В шкатулке лежат письма, в которых Андреас изложил свои мысли, и это очень важные мысли. Но их время еще не пришло. Посему я надеюсь, что нашедший письма будет жить в иную эпоху, которая сможет по достоинству оценить его идеи.

Но если случится вдруг так, что письма увидят свет в эпоху столь же неразумную и нещадную, как моя, то пусть нашедший, не раздумывая, положит их обратно в шкатулку и спрячет куда-нибудь подальше.

Перу Андреаса принадлежат не все письма – некоторые написаны его сестрой, моей дражайшей подругой, Магдаленой Ульстадиус. Не зная, как лучше сохранить ее письма, я решила положить их в шкатулку вместе с письмами Андреаса.

Наконец, хочу привести здесь слова, которые часто повторял Андреас: «Все живое взаимосвязано». Он просил меня как следует их обдумать и никогда не забывать. Он знал, что и мертвые тоже живут.

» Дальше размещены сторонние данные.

PR #874, opened 2023-10-30
Adding 'Previous Role' to the reconfiguration text

vpavlovicMSFT:
Currently, if a partition is undergoing reconfiguration, there is no means to determine the primary replica, as the only information available to customers via SFX is the target role of the replica. The introduction of 'Previous Role' will significantly reduce the risk of accidentally terminating the primary replica, a scenario that could potentially lead to data loss.

While a partition is undergoing reconfiguration, in addition to the 'Target Role', 'Previous Role' will also be displayed.

PreviousReplicaRole SFX

[ADO work item](https://msazure.visualstudio.com/One/_workitems/edit/25019512)


src/SfxWeb/src/app/Models/DataModels/Replica.ts
```diff
@@ -73,13 +73,31 @@ export class ReplicaOnPartition extends DataModelBase<IRawReplicaOnPartition> {
...
+        const previousRole: string = this.raw.PreviousReplicaRole ? `Previous Role: ${this.raw.PreviousReplicaRole} | ` : '';
+
+        if (this.parent.raw.PartitionStatus === 'Reconfiguring') {
+            return `Reconfiguring - ${previousRole}Target Role: ${this.raw.ReplicaRole}`;
+        }
+
+        return this.raw.ReplicaRole;
+    }
+
+    public get currentRole(): string {
```
vpavlovicMSFT, line 85: It appears that currentRole() is not used, could be removed since I want to change all reconfiguration texts from 'Reconfiguring - Target Role: X' to 'Reconfiguring - Previous Role: Y | Target Role: X'.

src/SfxWeb/src/app/Models/DataModels/Replica.ts
```diff
@@ -73,13 +73,31 @@ export class ReplicaOnPartition extends DataModelBase<IRawReplicaOnPartition> {
...
         if (this.parent.raw.PartitionStatus === 'Reconfiguring') {
             return `Reconfiguring - Target Role: ${this.raw.ReplicaRole}`;
         }
 
         return this.raw.ReplicaRole;
     }
 
+    public get previousRole(): string {
```
jeffj6123, line 93: Shouldnt this always return previous replica role unless its a new replica?

jeffj6123:
could we also add a new column to the replica list for partition which shows previous replica role? this could be useful in investigation

src/SfxWeb/src/app/Models/DataModels/Replica.ts
```diff
@@ -73,13 +73,31 @@ export class ReplicaOnPartition extends DataModelBase<IRawReplicaOnPartition> {
     }
 
     public get role(): string {
+        const previousRole: string = this.raw.PreviousReplicaRole ? `Previous Role: ${this.raw.PreviousReplicaRole} | ` : '';
+
+        if (this.parent.raw.PartitionStatus === 'Reconfiguring') {
+            return `Reconfiguring - ${previousRole}Target Role: ${this.raw.ReplicaRole}`;
```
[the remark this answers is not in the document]
vpavlovicMSFT: > I believe the same logic is also in DeplolyedReplica, that will also need to be changed. In addition, let's add a unit test for this change in replica.cy.ts and deployedReplica.cy.ts

This doesn't apply to DeployedReplica, since it's using a different API call [Get-ServiceFabricDeployedReplica,
](https://learn.microsoft.com/en-us/powershell/module/servicefabric/get-servicefabricdeployedreplica?view=azureservicefabricps) and this API doesn't include the same `PreviousReplicaRole` field as [Get-ServiceFabricReplica.
](https://learn.microsoft.com/en-us/powershell/module/servicefabric/get-servicefabricreplica?view=azureservicefabricps)

> Let's change this to Reconfiguring - ${this.raw.PreviousReplicaRole} -> ${this.raw.ReplicaRole} to save space, and only show Target Role: ${this.raw.ReplicaRole} when there's no previous role.

I agree on this, thanks for the great suggestion.

vpavlovicMSFT:
> could we also add a new column to the replica list for partition which shows previous replica role? this could be useful in investigation

We can't do that, since the API used for getting previous replica role [Get-ServiceFabricReplica
](https://learn.microsoft.com/en-us/powershell/module/servicefabric/get-servicefabricreplica?view=azureservicefabricps) only returns previous role if the partition is undergoing a reconfiguration.

But we can add `Previous Role` in partition view if the partition is reconfiguring.
Something like this:
image

src/SfxWeb/src/app/Models/DataModels/Replica.ts
vpavlovicMSFT: Could potential compatibility problems arise if the customer uses the most recent SFX with an SF version that predates this addition of the `PreviousReplicaRole` to the [Get-ServiceFabricReplica
](https://learn.microsoft.com/en-us/powershell/module/servicefabric/get-servicefabricreplica?view=azureservicefabricps) API? I'm uncertain about the testing procedure for this scenario, or whether it's necessary at all.

vpavlovicMSFT: If there are no issues with backwards compatibility, then we can completely remove this if check and always return `PreviousReplicaRole`.

src/SfxWeb/src/app/Models/DataModels/Replica.ts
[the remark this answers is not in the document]
vpavlovicMSFT: Instead of `->`, is it possible to use a right arrow symbol, e.g. `➜` (\u279c)?

vpavlovicMSFT:
Latest changes to the UI:
image

Also, I need help with adjusting the CSS for replica-tile component. Tile's height doesn't adjust to the added field... It looks like the relevant styles are in src\SfxWeb\src\app\modules\partition-replication\replica-status-container\\**replica-status-container.component.scss**

jeffj6123:
> Latest changes to the UI: image
> 
> Also, I need help with adjusting the CSS for replica-tile component. Tile's height doesn't automatically adjust to the added field... It looks like the relevant styles are in src\SfxWeb\src\app\modules\partition-replication\replica-status-container\**replica-status-container.component.scss**

I only meant the table at the bottom, like an extra column added next to replica role

jeffj6123:
> > > Latest changes to the UI: image
> > > Also, I need help with adjusting the CSS for replica-tile component. Tile's height doesn't automatically adjust to the added field... It looks like the relevant styles are in src\SfxWeb\src\app\modules\partition-replication\replica-status-container*_replica-status-container.component.scss_*
> > 
> > 
> > I only meant the table at the bottom, like an extra column added next to replica role
> 
> Oh, we can do that, but like I already mentioned, we can only show previous role if a partition is undergoing a reconfig.

my mistake I didnt see that in the previous message.

src/SfxWeb/src/app/Models/DataModels/Replica.ts
jeffj6123: We cant necessarily ensure that. So it is good to have the backwards compat in place.

vpavlovicMSFT:
Screenshot 2024-04-04 180414

vpavlovicMSFT:
@jeffj6123 @chensation After a considerable break, this PR has been revived! 😊 Please take a moment to review the most recent updates.

chensation:
@vpavlovicMSFT , I think my requested changes still stands. The same role logic is inside `DeployedReplica.ts` and we should change it as well unless there's a reason to not change it. 
In addition, although you added a `PreviousReplicaRole` field to the cypress fixtures, `replica.cy.ts` and  `deployedReplica.cy.ts` don't have any tests to check on if roles are displaying properly. I think it's good practice to always update and add tests with every feature we add so we can maintain and increase our test coverage.

@jeffj6123 , I know your original comment said you only wanted a "Previous Role" column at the bottom table, but would you say that adding a "Previous Role" row to the Replicator Status would still make it easier to read?
image

this particular change has been reverted, and now looks like this
image

mssusnjar:
Hi @jeffj6123 and @chensation, we addressed the requested change and adjusted the logic in `DeployedReplica.ts`. We would like to complete this change soon. Can you please review the latest version?

chensation:
@mssusnjar can you add tests into `replica.cy.ts` and `deployedReplica.cy.ts` to test for this change?

mssusnjar:
@chensation tests for these scenarios are added in the recent commit.

PR #898, opened 2024-05-29
adding banner for ManagedIdentityWarning

sidhant012:
When customers are using Managed Identity authentication EventStore events may temporarily be unavailable. So adding a warning banner to inform customers of this so that they are aware of this and know there is nothing to worry about

image


src/SfxWeb/src/app/Models/DataModels/Cluster.ts
```diff
@@ -215,6 +216,20 @@ export class ClusterManifest extends DataModelBase<IRawClusterManifest> {
                 this.isRepairManagerEnabled = true;
             }else if (item.getAttribute('Name') === 'EventStoreService'){
                 this.isEventStoreEnabled = true;
+            } else if (item.getAttribute('Name') === 'Diagnostics') {
+                const params = item.getElementsByTagName('Parameter');
+                const paramsArray = Array.from(params);
+
+                // Function to heck if both "IdentityKind" and "IdentityReference" values are present
+                function containsParameterNames(params: Element[], ...names: string[]): boolean {
```
chensation, line 224: remove the function, or move it outside of the if statement

chensation (changes requested):
where is mi-warning being used? I don't see that being checked in here. It should both display the warning and remove event store.

sidhant012:
I don't think we should remove eventStore because cached events could still show up

chensation (approved):

PR #939, opened 2025-06-13
Add disabled services warning during application upgrade

vpavlovicMSFT:
This pull request introduces functionality to display a warning message when an application is undergoing an upgrade and has disabled services. It includes changes to Cypress tests, application models, UI components, and styling to support this feature.

#### Cypress Tests
* Added three new test cases in `src/SfxWeb/cypress/e2e/app.cy.js` to verify the warning behavior under different conditions: 
  1. When services are disabled and the app is upgrading.
  2. When services are disabled but the app is not upgrading.
  3. When the app is upgrading but no services are disabled.

#### Data Models
* Introduced a `disabledServicesCount` getter in the `Application` class to calculate the number of disabled services.

#### UI Components
* Updated `base.component.html` to display a warning message using the `app-warning` component when the app is upgrading and has disabled services.
* Added a helper method `getDisabledServicesWarning` in `base.component.ts` to dynamically generate the warning message text.

#### Styling
* Enhanced the warning message styling in `warning.component.scss` for better alignment, padding, and visual clarity.

### Supporting Data
* Added fixture files `app-type-upgrading.json` and `services-with-disabled.json` to simulate application and service states during tests.

### DIFF
--- a/src/SfxWeb/src/app/views/application/base/base.component.ts
+++ b/src/SfxWeb/src/app/views/application/base/base.component.ts
@@ -65,6 +65,6 @@ export class BaseComponent extends ApplicationBaseControllerDirective implements
   }
 
   getDisabledServicesWarning(): string {
-    return `This application is currently undergoing an upgrade and has ${this.app?.disabledServicesCount} disabled services. Please note that once the upgrade is complete and the services are re-enabled, they may not function as expected or run with the latest version.`;
+    return `This application is currently undergoing an upgrade and has ${this.app?.disabledServicesCount} disabled services. Please note that once the upgrade is complete and the services are re-enabled, they may not function as expected.`;
   }
 }


src/SfxWeb/src/app/views/application/base/base.component.ts
```diff
@@ -64,4 +64,7 @@ export class BaseComponent extends ApplicationBaseControllerDirective implements
     });
   }
 
+  getDisabledServicesWarning(): string {
+    return `This application is currently undergoing an upgrade and has ${this.app?.disabledServicesCount} disabled services. Please note that once the upgrade is complete and the services are re-enabled, they may not function as expected or run with the latest version.`;
```
vpavlovicMSFT:
```
or run with the latest version
```

I need to double check this part as it might not be true.

vpavlovicMSFT:
@jeffj6123 @chensation Please review the PR.

PR #941, opened 2025-07-06
Addition of new property in BackupPolicy

anmbisht10:
BackupPolicy1
This is the PR which adds two new properties to BackupPolicy

The default value of QuickREcovery is true 
and the default value of compressionStrategy is ZIP 

Cypress test is added and tested


chensation (approved):

anmbisht10:
@microsoft-github-policy-service agree company="Microsoft"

Дни мои сочтены. Но наш с Андреасом цветок будет жить, хотя скоро меня, как и Андреаса, не будет в живых.

Вот последние слова, которые выведет моя рука и которые произнесут мои губы: я всегда, всегда любила Андреаса.

Анника закончила читать, и в маленькой комнате стало тихо. Последние слова дались ей нелегко, она была растрогана, в ее глазах блестели слезы.

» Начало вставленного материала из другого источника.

PR #943, opened 2025-07-17
Added orchestration view page and fixed events types filtering

KovacStefan:
Added orchestration view page to cluster pages.
Wrote cypess e2e tests for this page
Fixed event type filtering by renaming the eventTypesFilter to eventsTypesFilter

### DIFF
--- a/src/SfxWeb/src/app/views/cluster/orchestration-view/orchestration-view.component.html
+++ b/src/SfxWeb/src/app/views/cluster/orchestration-view/orchestration-view.component.html
@@ -14,22 +14,22 @@
   <label style="display: block; margin-top: 15px; margin-bottom: 15px;">
     <app-toggle [(state)]="balancingToggle" [color]="balancingEventColor"
       (stateChange)="updateBalancingToggle($event)" data-cy="balancing-toggle"></app-toggle>
-    Enable Balancing Operations
+    Show Balancing Operations
   </label>
   <label style="display: block; margin-top: 15px; margin-bottom: 15px;">
     <app-toggle [(state)]="placementToggle" [color]="placementEventColor"
       (stateChange)="updatePlacementToggle($event)" data-cy="placement-toggle"></app-toggle>
-    Enable Placement Operations
+    Show Placement Operations
   </label>
   <label style="display: block; margin-top: 15px; margin-bottom: 15px;">
     <app-toggle [(state)]="constrainCheckToggle" [color]="constraintCheckEventColor"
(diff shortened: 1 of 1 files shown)


src/SfxWeb/src/app/views/cluster/orchestration-view/orchestration-view.component.html
```diff
@@ -0,0 +1,89 @@
...
+  </label>
+  <label style="display: block; margin-top: 15px; margin-bottom: 15px;">
+    <app-toggle [(state)]="constrainCheckToggle" [color]="constraintCheckEventColor"
+      (stateChange)="updateConstrantCheckToggle($event)" data-cy="constrain-check-toggle"></app-toggle>
+    Enable Constraint Check Operations
+  </label>
+  <label style="display: block; margin-top: 15px; margin-bottom: 15px;">
+    <app-toggle [(state)]="otherToggle" [color]="otherEventColor"
+      (stateChange)="updateOtherToggle($event)" data-cy="other-toggle"></app-toggle>
+    Enable Other (ClientAPI) Operations
```
chensation: can we name these Show ... Operations instead of Enable ... Operations? Enable sounds like you are modifying the cluster in some way instead of just toggling the graph to show/hide info

chensation:
what is the reason for creating a separate tab instead of just including this info into the existing events tab?

KovacStefan:
> Are the operations viewable without interacting with the timeline graph? We have accessibility requirements on that front, hence why we have a table with all the event info in the events tab.

Yes, there are the same events that have always been visible inside the partition events tab

KovacStefan:
> what is the reason for creating a separate tab instead of just including this info into the existing events tab?

These events already exist inside the partition events tab.
The reason behind creating a new tab for viewing the same events is to make it easier for customers and DRIs to investigate and filter the reasons behind PLB reconfigurations. PLB teams receive a lot of incidents asking why some replicas moved, and the hope is that with this change, these questions will decrease. You can read more about it here: 
https://dev.azure.com/msazure/One/_workitems/edit/26307906/ 
and here: 
https://microsoft-my.sharepoint.com/:w:/r/personal/chrpap_microsoft_com/_layouts/15/guestaccess.aspx?e=rJMV8b&share=EZAMJWb4UfJNq2IlxP-XpwsBo1xxpcMpu9PQ4N6v_eCLsQ

chensation (approved):

src/SfxWeb/src/app/views/cluster/orchestration-view/orchestration-view.component.html
KovacStefan: Done

PR #3313, opened 2025-01-10
Recommend global installation for Vendure CLI in Documentation

wpplumber:
# Description

This PR updates the installation instructions for the Vendure CLI. Previously, the documentation suggested installing the Vendure CLI locally in each project. However, I recommend installing the Vendure CLI globally to streamline the developer workflow and avoid redundant installations.

### Key Changes:

**Global Installation**: Installing the Vendure CLI globally via `npm install -g @vendure/cli` eliminates the need to install it in each individual project. This makes the CLI available for use across all projects on the system, improving the developer experience.

  **Local Installation** (Optional): Local installation instructions remain available for users who prefer a project-specific setup, but the global installation option should be the default for most use cases.

# Breaking changes

No

# Screenshots

No

# Checklist

📌 Always:

👍 Most of the time:

### DIFF
--- a/docs/docs/guides/developer-guide/cli/index.md
+++ b/docs/docs/guides/developer-guide/cli/index.md
@@ -17,20 +17,20 @@ codebase to integrate new functionality.
 The Vendure CLI comes installed with a new Vendure project by default from v2.2.0+
 :::
 
-To manually install the CLI, run:
+To install the Vendure CLI globally, run:
 
 <Tabs groupId="package-manager">
 <TabItem value="npm" label="npm" default>
 
 ```bash
-npm install -D @vendure/cli
+npm install -g @vendure/cli
 ```
 
 </TabItem>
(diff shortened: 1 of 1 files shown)


wpplumber:

michaelbromley:
Hi,

Thanks for the suggestion, but I think that it is preferable to install the CLI locally to the project in question. Why?

- Installing globally ties it to the global node version. Many people use node version managers like nvm to swap between different versions. The global version is only available for the version on which it was installed. This leads to the developer needing to globally install it multiple times when they switch node versions.
- When installed locally, the CLI version is tied to the local Vendure version. So we eliminate the potential risk of having e.g. an outdated global CLI version which is generating scaffold which is either incompatible or just outdated in a newer project.
- You may also have multiple Vendure projects running multi versions. But there can only be a _single_ globally installed CLI version.

PR #3319, opened 2025-01-16
fix(core): Clear previous line adjustments before testing order item promotions

putermancer:
# Description

`OrderCalculator#applyOrderPromotions` clears out all existing `DISTRIBUTED_ORDER_PROMOTION`s before testing promotions. `applyOrderItemPromotions` does not currently do the same, the result of which is that when conditions / actions are encountered, previous adjustment data may be present on the line items in question.

My specific use case was when creating a promotion of the type "apply a bulk purchase discount, but only to items that aren't already discounted," e.g. when there are 10+ of a product and they aren't already discounted.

– Возьми «салмиак», Анника, – сочувственно сказал Юнас, и, как ни странно, Анника взяла одну пастилку и положила в рот.

– Анника, а письмо не подписано? – спросил Давид. – Там не указано, кто его написал?

– Указано… – Анника кивнула и вытерла слезы. – Тут написано, что ее зовут Эмилия, – едва слышно прошептала она.

Даже Юнас был потрясен.

– Не может быть! Ну и жуть! Это же имя, которое Давид услышал на пленке! Похоже, мы впутались в какую-то историю!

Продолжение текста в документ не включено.